Record De-duplication Blue Print
We often get duplicate data in a system, especially if we do Bulk Imports from other data sources but also because many users have the tendency to enter new records, rather than reusing existing records.
Process
1. Identifying Duplicate Records
- Display for each Resource
- using the Jaro Winkler Distance)
- Comparing the fields used in the "represent" of this table is a good start.
- In order to determine if the records are in fact duplicate, the user should have the option to open up the records and somehow see where they are referred to.
- For specific resources different processes could be used to identify duplicates (See below)
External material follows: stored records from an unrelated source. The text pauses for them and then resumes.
PR #9725, opened 2016-02-16
RECIRC-31: Add Taboola Above Article (leaderboard) for Adblock traffic

pauloslund:
This requires adding

``` js
'TOP_LEADERBOARD_AB': {
  'recovery': ['XX'],
  'regular': []
}
```

to the wikifactory variable `wgAdDriverTaboolaConfig`


nandy-andy:
LGTM :japanese_ogre: 

Unfortunately, I could not check the php unit tests errors. But most of your changes were on front-end side and the phpUnit tests passes on my devbox when I'm on your branch :smiley_cat: 

Thanks for adding JS unit tests :+1: 

Just a general comment: once you're done with AB tests let us know to disable our AB test. I'd advocate also at that point to move the Taboola code outside the `AdEngine` extension.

(different resources should be on different tables)
2. Display & Merge Duplicate Records
- See also: Record Merger
- For some records it could be important to display virtual fields to show that they are not duplicates (eg a person'a email/phone/address)
3. Replace References
Replace References to the record which has been merged (must work with offline instances over sync too)
There is a similar specifications at http://wiki.sahanafoundation.org/doku.php/foundation:gsoc_kohli:import:duplicates
Update: Some of the above part has been merged into sahana code.
Example Work Flow
- Admin checks list of items to find out if any of them are duplicates. This list will show a list of item pairs which are similar.
- The Admin will select one pair of items which they believe are duplicates. They will be able to open this pair of items, editing both of them, with buttons to be able to copy field values from one record to another, then choosing which one to use.
- When you merge the record, all references to the record which got merged will be re-directed into the record it got merged into.
Different Processes Identifying Duplicate Records
Some resources may have unique processes for identifying duplicates:
Locations
Identifying duplicate locations really should involve significant use of maps for context of the two point being checked, perhaps fields showing great-circle distance from each other, and if we have hierarchy polygons available, then performing spatial analysis to see if it is the same town in the same region or two towns that share the same name, but are in different regions?
Update: Location deduplication can now be done as follows. All possible duplicate records will be displayed with the match percentage and a ‘Resolve’ button beside them. ‘Resolve’ is to merge the records. While resolving, the user can swap values between the records and update records. The ‘’Greater circle distance’ algorithm will be used to calculate the match percentage between the records.
The implementation of great circle distance to find potential duplicates is already done. A resolve screen for these duplicates has been completed too. Hierarchy polygons and spatial analysis still needs to be done.
Documents
Document deduping could use SHA1 checksum analysis of the file to detect dupes (e.g. there is a very low probability of two files sharing the same SHA1 hash), and think that an SHA1 hash should be calculated for a document or image file at time of upload.
People
Peoples names may use Soundex, addresses, phone number etc...although be careful!
Current Progress
- A basic Locations de-duplicator is now in Trunk. (gis/location_duplicates) This tool will replace all references to Location A (Old) to Location B (new) and delete Location A.
- It does not provide a method for finding duplicate records
- If will not work across data in multiple (synced) instances
People
- Person de-duplicator is available under pr/people_duplicate and it picks the duplicate person records from table pr_person based on the following conditions:
- If soundex of firstname in record1 == soundex of firstname in record2 OR Match% between record 1 & record 2 > 50
- Displays all these duplicates as 'Record A' and 'Record B' in a page with the highest match percentages on the top, with 'resolve' link for each
- Components of Record A & B - First name,Middle name,Last name & Gender
- Clicking on resolve leads to another page where both the records are displayed side-by-side and the admin can move values between these fields and resolve duplicates
- Clicking on submit will save that record and delete the other one
- References to the delete record will be removed and updated with the saved record's Id
Ideas
- if the Document duplicate check was triggered inside a 'colorbox' popup in a main form, populate the main record with the existing record instead of just the error message (error could be downgraded to a warning)
- To deal with the computation time issue, do the calculations in the background as a scheduled task & just have the UI accessible manually. Could then even build workflow to send a notification (e.g. email) to the admin when high-probability duplicates are detected
- The 'not duplicates' functionality could be a single new table with columns for: table, record1, record2
- A 'Copy All' button to the existing screen.